133. The population of hydrogel particles of claim 131, comprising:

a first sub-population of hydrogel particles comprising the 4-1BB receptor;

a second sub-population of hydrogel particles comprising the OX40 receptor; and

a third sub-population of hydrogel particles comprising the CD28 receptor.

134. The population of hydrogel particles of claim 133, wherein

the first sub-population of hydrogel particles comprises CD19 and the 4-1BB receptor;

the second sub-population of hydrogel particles comprises CD19 and the OX40 receptor; and

the third sub-population of hydrogel particles comprises CD19 and the CD28 receptor.

135. The population of hydrogel particles of claim 122, comprising a plurality of sub-populations of hydrogel particles, wherein at least one sub-population comprises two or more immune response biomolecule from the combination of immune response biomolecules attached to the corresponding hydrogel particles of the sub-population.

136. The population of hydrogel particles of claim 135, wherein the at least one sub-population comprises the 4-1BB receptor and the OX40 receptor, the 4-1BB receptor and the CD28 receptor, the OX40 receptor and the CD 28 receptor, or the 4-1BB receptor, the OX40 receptor and the CD28 receptor.

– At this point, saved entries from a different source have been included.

PR #1428, opened 2021-02-12
fix issues when loading randomcycle from disabled folder

sapphonie:
currently, when loading randomcycle, it runs `Timer_RandomizeNextmap` twice, leading to odd behavior where the map gets changed twice after timelimit is reached. This fixes that issue by only allowing the timer to be run once per map.

### DIFF
--- a/plugins/randomcycle.sp
+++ b/plugins/randomcycle.sp
@@ -4,7 +4,7 @@
  * SourceMod Random Map Cycle Plugin
  * Randomly picks a map from the mapcycle.
  *
- * SourceMod (C)2004-2014 AlliedModders LLC.  All rights reserved.
+ * SourceMod (C)2004-2021 AlliedModders LLC.  All rights reserved.
  * =============================================================================
  *
  * This program is free software; you can redistribute it and/or modify it under
@@ -50,6 +50,7 @@ ConVar g_Cvar_ExcludeMaps;
 ArrayList g_MapList = null;
 ArrayList g_OldMapList = null;
 int g_mapListSerial = -1;
+Handle g_MapTimer = null;
 
 public void OnPluginStart()
 {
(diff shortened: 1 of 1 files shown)


peace-maker:
So `OnConfigsExecuted` is executed multiple times when a plugin is loaded late?

KyleSanderson:
> So `OnConfigsExecuted` is executed multiple times when a plugin is loaded late?

If the map changes twice from our data model there can be multiples of these timers running because this isn't killed with fire when the level ends. To fix this one I think we just need TIMER_FLAG_NOMAPCHANGE and nuke the global as it isn't needed and welcomes glitches.

There was an ancient issue with OnConfigsExecuted firing multiple times, and that could indeed be the issue here (if you want to step through with a debugger that would be cool). However, I'd suspect there's multiple map plugins loaded at the moment, so the server is changing levels twice (which also happened to me, over 10 years ago).

I do believe the current PR resolves the issue, but I don't believe it's the correct fix.

plugins/randomcycle.sp
```diff
@@ -76,7 +77,10 @@ public void OnConfigsExecuted()
 		}
 	}
 	
-	CreateTimer(5.0, Timer_RandomizeNextmap); // Small delay to give Nextmap time to complete OnMapStart()
```
peace-maker, line 79: As KyleS pointed out, the cleaner fix for this issue is setting the `TIMER_FLAG_NO_MAPCHANGE` flag here instead of letting the timer run twice.

peace-maker (changes requested):
Thank you for bringing this up! Please consider the following change if you have the time!

plugins/randomcycle.sp
sapphonie: fixed(?)

plugins/randomcycle.sp
```diff
@@ -76,7 +76,7 @@ public void OnConfigsExecuted()
 		}
 	}
 	
-	CreateTimer(5.0, Timer_RandomizeNextmap); // Small delay to give Nextmap time to complete OnMapStart()
+	CreateTimer(5.0, Timer_RandomizeNextmap, TIMER_FLAG_NO_MAPCHANGE); // Small delay to give Nextmap time to complete OnMapStart()
```
KyleSanderson, line 79: This should be in the flags field, not the data field.

KyleSanderson (changes requested):
The flag is in the wrong arg.

plugins/randomcycle.sp
sapphonie: lmfao oops

KyleSanderson (approved):

peace-maker (approved):

Headline (approved):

137. The population of hydrogel particles of claim 135, wherein the at least one sub-population further comprises CD19.

138. A method of inducing an immune cell response, comprising contacting or culturing a plurality of immune cells with the population of hydrogel particles of claim 122.

139. The method of claim 138, wherein the immune cell response comprises one or both of activation and expansion of the plurality of immune cells.

140. A method of treating a disease or disorder in a subject in need thereof, comprising administering a plurality of activated immune cells obtained by contacting or culturing a plurality of immune cells with the population of hydrogel particles of claim 122.

141. The method of claim 140, wherein the disease or disorder is a cancer, an autoimmune disease, or an infectious disease.